Tantas as mazelas e os desencantos como leitura do cotidiano que — muito certamente — não escrevemos crônica, mas o laudo de uma hemodiálise”. (Pág. 13)
Verdade, caro e paciente leitor, que a
distância entre o romantismo que levava Vinicius de Moraes a escrever suas
crônicas e o que ensaiamos está a anos-luz. Os tempos não são somente distintos; os atuais queimam como ferro em brasa.
E assim folheamos o que nos chega como motivo.
20 novos brasileiros integram a relação de
bilionários; em meio à pandemia, de patrícios a além-mar, crescem no quesito
riqueza aqueles que constituem insignificativo punhado aritmético no planeta
que acolhe tantos bilhões de almas mas que concentra nas mãos destes poucos
mais da metade da riqueza produzida.
Ler sobre riquezas incomoda qualquer que pense humanisticamente, que deseje redução das desigualdades e — o mais imprescindível — que a fome desapareça.
No Brasil mais da metade da população já não tem garantia de comida em casa — afirma-o pesquisa veiculada na Istoédinheiro. Ou seja: não somente os que já se filiam ao infame número de miseráveis (27 milhões, triplicado em seis meses segundo o IBGE, via 247); também os que ainda fora dele estão perdendo empregos e desfazendo-se das escassas poupanças não têm assegurado o direito ao filho de comer um pedaço de pão.
De uns tempos para cá — em especial no Brasil a partir de 2016 — passamos a descrer na humanidade em nível de Civilização. Não podemos admitir progresso paralelo à miséria de milhões.
Espasmos de reação ocorrem aqui e ali: o estado
de Nova York deseja (!) aumentar impostos de pessoas com renda superior a US$ 1
milhão. Cremos que tal pretensão morra no nascedouro.
O status
quo que domina o planeta cunhou uma expressão para macular quem fale em
distribuição de renda, menos desigualdade: comunista. Mas comunismo para essa
gente é justamente não a doutrina que defenda o socialismo real (ainda utópico)
mas o que o sinonimize com um autoritarismo na linha stalinista.
O cristianismo primitivo, os socialdemocratas,
como os comunistas têm em comum a preocupação em relação aos pobres como
destinatários da miséria material e espiritual programada para o planeta. Mas,
como o disse Dom Hélder Câmara: “Quando dou comida aos pobres me chamam de
santo; quando pergunto por que são pobres me chamam de comunista”.

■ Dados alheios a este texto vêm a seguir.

PR #1348, opened 2024-01-01
Add parsing for `linking` custom section

### LINKED ISSUE #785: Full support for parsing the linking section
There is a `LinkingSectionReader` type, but it seems to be for a severely outdated version of the tool conventions and barely parses anything.

Likely necessary for https://github.com/gimli-rs/object/issues/471.

andylizi:
Closes #785. Only metadata version 2 is supported.

I'm not sure how to add tests for this. #1135 chose to invent a new WAST format for the custom section, which I'd rather avoid doing myself. I tried the parser locally on `WASM_SYMBOL_TABLE` and it works fine, but I don't know where to find wasm files with `WASM_SEGMENT_INFO`, etc.


crates/wasmparser/src/readers/core/linking.rs
```diff
@@ -0,0 +1,405 @@
...
+    pub fn range(&self) -> Range<usize> {
+        self.range.clone()
+    }
+
+    /// Returns the iterator for advancing through the subsections.
+    ///
+    /// You can also use [`IntoIterator::into_iter`] directly on this type.
+    pub fn subsections(&mut self) -> &mut Subsections<'a, Linking<'a>> {
+        &mut self.subsections
+    }
```
alexcrichton, line 395: Could this return a fresh copy of the iterator rather than a mutable view into the internals? Idiomatically most of `wasmparser` tries to avoid internal mutation and return sub-view except for `Iterator`-like things on `next` methods.

alexcrichton (commented):
Thanks for this! One minor suggestion API-wise but otherwise looks good to me 👍 

For testing I agree it's probably best to avoid inventing text syntax (in retrospect not my best idea). Although that being said if an annotation such as `@wasm-tools-linking` or something like that was added to indicate it's specific to this tool that may work out well enough too. Either way though it's ok to skip the test side for now.

andylizi:
Done!

By the way, now that we have more significant uses for symbol flags `WASM_SYM_*`, I'd like to change them to `bitflags`, as suggested in https://github.com/bytecodealliance/wasm-tools/pull/1135#discussion_r1275448580. But that'd involve breaking changes like `pub flags: u32` to `pub flags: <newtype>`. Would that be okay?

crates/wasmparser/src/readers/core/linking.rs
```diff
@@ -0,0 +1,405 @@
...
+    /// Creates a new reader for the linking section contents starting at
+    /// `offset` within the original wasm file.
+    pub fn new(data: &'a [u8], offset: usize) -> Result<Self> {
+        let mut reader = BinaryReader::new_with_offset(data, offset);
+        let range = reader.range();
+
+        let version = reader.read_var_u32()?;
+        if version != 2 {
+            return Err(BinaryReaderError::new(
+                format!("unsupported linking section version: {}", version),
```
andylizi, line 361: Do you think it'd be useful to provide an easier way for users to differentiate between
* the `linking` section is there, but its contents are malformed — we report an error and abort
* the `linking` section is there, but we don't support parsing this version — we print a warning and continue

alexcrichton (approved):

alexcrichton:
> I'd like to change them to bitflags

That'd be great, thanks! That's ok to happen at any time, this crate regularly has breaking API changes (e.g. we have an `enum` of all wasm opcodes and those change regularly as proposals are implemented).

crates/wasmparser/src/readers/core/linking.rs
alexcrichton: Up to you! Currently `wasmparser` doesn't do a great job of making errors introspectable though, right now they're all simply treated as "fatal please print somewhere and move on" as opposed to being specifically actionable one way or another.

alexcrichton:
Also I'm happy to merge this as-is if you'd prefer to leave those other items as follow-up PRs, or I don't mind holding this off if you'd like to implement them. Let me know which you'd prefer

andylizi:
Thanks for the explanation! I don't mind merging as-is if you don't mind `flags: u32` being temporary. I just realized my use case actually needs `reloc.*` as well, so I'll probably do that next :joy:.

alexcrichton:
Sounds good!

jbms:
@andylizi Are you still working on a Reloc section reader?  Otherwise I may submit one.  I assume it would be a welcome addition to this repo?

andylizi:
> Are you still working on a Reloc section reader? Otherwise I may submit one.

@jbms I haven't made any progress on it for a long time since I've been busy with other projects. It'd be great if anyone wants to work on it instead!

Below is my unfinished take on this, feel free to build on it or start fresh. No citations necessary.

<details>
  <summary>Click to expand: <code>reloc.rs</code></summary>

  ```rust
use std::cmp;

use crate::{BinaryReader, FromReader, Result, SectionLimited};

// Credit: https://stackoverflow.com/a/57578431
macro_rules! back_to_enum {
    ($(#[$meta:meta])* $vis:vis enum $name:ident {
        $($(#[$vmeta:meta])* $vname:ident $(= $val:expr)?,)*
    }) => {
        $(#[$meta])*
        $vis enum $name {
            $($(#[$vmeta])* $vname $(= $val)?,)*
        }

        impl ::std::convert::TryFrom<u32> for $name {
            type Error = ();

            #[inline]
            fn try_from(v: u32) -> ::std::result::Result<Self, Self::Error> {
                match v {
                    $(x if x == Self::$vname as u32 => Ok(Self::$vname),)*
                    _ => Err(()),
                }
            }
        }
    }
}

// https://github.com/llvm/llvm-project/blob/llvmorg-17.0.6/llvm/include/llvm/BinaryFormat/WasmRelocs.def
back_to_enum! {
    /// Represent the type of relocation.
    #[allow(missing_docs)]
    #[repr(u32)]
    #[derive(Debug, Clone, Copy, PartialEq, Eq, Hash)]
    pub enum RelocationType {
        /// A function index used for the immediate argument of a `call` instruction.
        FunctionIndexLeb = 0,
        /// A function table index used to refer to the immediate argument of a `i32.const`` instruction, e.g. taking the address of a function.
        TableIndexSleb = 1,
        /// A function table index, e.g. taking the address of a function in a static data initializer.
        TableIndexI32 = 2,
        /// A linear memory index used for the immediate argument of a `load` or `store` instruction, e.g. directly loading from or storing to a C++ global.
        MemoryAddrLeb = 3,
        /// A linear memory index used for the immediate argument of a `i32.const` instruction, e.g. taking the address of a C++ global.
        MemoryAddrSleb = 4,
        /// A linear memory index, e.g. taking the address of a C++ global in a static data initializer.
        MemoryAddrI32 = 5,
        /// A type index, e.g. the type immediate in a `call_indirect` instruction.
        TypeIndexLeb = 6,
        /// A global index, e.g. the index immediate in a `get_global` instruction.
        GlobalIndexLeb = 7,
        /// A byte offset within code section for the specific function. The offsets start at the actual function code excluding its size field.
        FunctionOffsetI32 = 8,
        /// A byte offset from start of the specified section.
        SectionOffsetI32 = 9,
        /// An event index used for the immediate argument of a `throw` or `if_except` instruction.
        TagIndexLeb = 10,
        MemoryAddrRelSleb = 11,
        TableIndexRelSleb = 12,
        /// A global index.
        GlobalIndexI32 = 13,
        /// A 64-bit linear memory index used for the immediate argument of a `load` or `store` instruction on a 64-bit linear memory array. The counterpart of [`Self::MemoryAddrLeb`].
        MemoryAddrLeb64 = 14,
        /// A 64-bit linear memory index used for the immediate argument of a `i64.const` instruction. The counterpart of [`Self::MemoryAddrSleb`].
        MemoryAddrSleb64 = 15,
        /// A 64-bit linear memory index, e.g. taking the address of a C++ global in a static data initializer. The counterpart of [`Self::MemoryAddrI32`].
        MemoryAddrI64 = 16,
        MemoryAddrRelSleb64 = 17,
        /// A function table index used to refer to the immediate argument of a `i64.const` instruction, e.g. taking the address of a function in Wasm64. The counterpart of [`Self::TableIndexSleb`].
        TableIndexSleb64 = 18,
        /// A function table index, e.g. taking the address of a function in a static data initializer. The counterpart of [`Self::TableIndexI32`].
        TableIndexI64 = 19,
        /// A table number used for the table immediate argument in `table.*` instructions.
        TableNumberLeb = 20,
        MemoryAddrTlsSleb = 21,
        FunctionOffsetI64 = 22,
        MemoryAddrLocrelI32 = 23,
        TableIndexRelSleb64 = 24,
        MemoryAddrTlsSleb64 = 25,
        FunctionIndexI32 = 26,
    }
}

/// A reader for the `reloc.*` custom sections of a WebAssembly module.
///
/// This format is currently defined upstream at
/// <https://github.com/WebAssembly/tool-conventions/blob/main/Linking.md>.
#[derive(Debug, Clone)]
pub struct RelocSectionReader<'a> {
    section: u32,
    entries: RelocationEntryReader<'a>,
}

/// Represents a relocation entry from `reloc.*` sections.
#[derive(Debug, Clone, Copy, PartialEq, Eq)]
pub struct RelocationEntry {
    /// The type of this entry.
    pub ty: RelocationType,
    /// The offset of the value to rewrite.
    ///
    /// Note: This is relative to the relevant section's contents.
    /// Offset zero is immediately after the id and size of the section.
    pub offset: u32,
    /// The index of the symbol used (or, for [`RelocationType::TypeIndexLeb`] relocations, the index of the type).
    pub index: u32,
    /// The addend to add to the address, zero if not applicable.
    pub addend: i64,
}

/// Represents a reader for relocation entries from `reloc.*` sections.
pub type RelocationEntryReader<'a> = SectionLimited<'a, RelocationEntry>;

impl FromReader<'_> for RelocationEntry {
    fn from_reader(reader: &mut BinaryReader<'_>) -> crate::Result<Self> {
        let ty_pos = reader.original_position();
        let ty = reader.read_var_u32()?;
        let ty = RelocationType::try_from(ty)
            .map_err(|_| format_err!(ty_pos, "invalid relocation type {}", ty))?;

        let offset = reader.read_var_u32()?;
        let index = reader.read_var_u32()?;

        let addend_pos = reader.original_position();
        let addend = if ty.has_addend() {
            let addend = reader.read_var_i64()?;
            if !ty.has_addend_64() && i32::try_from(addend).is_err() {
                bail!(addend_pos, "addend too large for var_i32");
            }
            addend
        } else {
            0
        };

        Ok(Self {
            ty,
            offset,
            index,
            addend,
        })
    }
}

impl PartialOrd for RelocationEntry {
    fn partial_cmp(&self, other: &Self) -> Option<cmp::Ordering> {
        Some(self.cmp(other))
    }
}

impl Ord for RelocationEntry {
    fn cmp(&self, other: &Self) -> cmp::Ordering {
        self.offset.cmp(&other.offset)
    }
}

impl RelocationType {
    /// Returns the number of bytes being relocated for this relocation type.
    pub const fn size(self) -> u32 {
        // Values taken from:
        // https://github.com/llvm/llvm-project/blob/llvmorg-17.0.6/llvm/lib/Object/WasmObjectFile.cpp#L1043
        use RelocationType as R;
        match self {
            R::MemoryAddrLeb64 | R::MemoryAddrSleb64 | R::MemoryAddrRelSleb64 => 10,
            R::TableIndexI32
            | R::MemoryAddrI32
            | R::MemoryAddrLocrelI32
            | R::SectionOffsetI32
            | R::FunctionOffsetI32
            | R::FunctionIndexI32
            | R::GlobalIndexI32 => 4,
            R::TableIndexI64 | R::MemoryAddrI64 | R::FunctionOffsetI64 => 8,
            _ => 5,
        }
    }

    const fn has_addend(self) -> bool {
        // Values taken from:
        // https://github.com/llvm/llvm-project/blob/llvmorg-17.0.6/llvm/lib/BinaryFormat/Wasm.cpp#L66
        use RelocationType as R;
        matches!(
            self,
            R::MemoryAddrLeb
                | R::MemoryAddrLeb64
                | R::MemoryAddrSleb
                | R::MemoryAddrSleb64
                | R::MemoryAddrRelSleb
                | R::MemoryAddrRelSleb64
                | R::MemoryAddrI32
                | R::MemoryAddrI64
                | R::MemoryAddrTlsSleb
                | R::MemoryAddrTlsSleb64
                | R::FunctionOffsetI32
                | R::FunctionOffsetI64
                | R::SectionOffsetI32
                | R::MemoryAddrLocrelI32
        )
    }

    const fn has_addend_64(self) -> bool {
        use RelocationType as R;
        matches!(
            self,
            R::MemoryAddrLeb64
                | R::MemoryAddrSleb64
                | R::MemoryAddrRelSleb64
                | R::MemoryAddrI64
                | R::MemoryAddrTlsSleb64
                | R::FunctionOffsetI64
        )
    }
}

impl<'a> RelocSectionReader<'a> {
    /// Creates a new reader for the `reloc.*` section contents starting at
    /// `offset` within the original wasm file.
    pub fn new(data: &'a [u8], offset: usize) -> Result<Self> {
        let mut reader = BinaryReader::new_with_offset(data, offset);
        let section = reader.read_var_u32()?;
        let entries =
            RelocationEntryReader::new(reader.remaining_buffer(), reader.original_position())?;

        Ok(Self { section, entries })
    }

    /// Returns the index of the target section.
    pub fn section_index(&self) -> u32 {
        self.section
    }

    /// Returns the iterator for advancing through the entries.
    pub fn entries(&self) -> RelocationEntryReader<'a> {
        self.entries.clone()
    }
}
  ```
</details>

jbms:
Thanks, created PR here: https://github.com/bytecodealliance/wasm-tools/pull/1511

Em outra vertente nos deparamos com singulares diálogos e tratamentos com que se passaram a tratar Excelências encasteladas no STF (exemplo do que se perpetra em boa parte das cortes do país): um Advogado-Geral da União esquece do Direito amparado na Lei Maior do Estado de Direito ao qual cabe defender e se baseia na Bíblia para justificar seu ponto de vista(?!!!). O Procurador-Geral da República afirma que a fé “também salva vidas” (faltou quem perguntasse o que têm Malafaia, Edir Macedo, Valdomiro, Bispo Rodrigues e quejandos de contribuição no combate à pandemia). Uma das Excelências — diante do absurdo defendido por outrem — diz ter o indigitado chegado de Marte.
Sendo assunto de cada segundo cotidiano a
pandemia em sua versão Brasil do inquilino do Alvorada já vislumbra logo ali a
possibilidade de cinco mil mortes diárias (alerta do presidente do Butantan). A
fala começou a se tornar realidade na quinta-feira (8) quando o número de mortes alcançou
4.249.
Enquanto isso hospitais das Forças Armadas
deixam até 85% de leitos ociosos e não permitem que sirvam para atendimento a civis (247).
E por aí vamos! Este o ‘sangue’ de que
dispomos para escrever.
No mundo real um punhado debocha da
humanidade; um outro, encastelado por entre pilares dos palácios que os abriga,
perde o bom senso e nada mais nada menos traduz em deboche o que se tornaram
estes tempos.
Certo estamos que entre o mundo ideal e o
deboche estes tempos bizarros escolheram o último.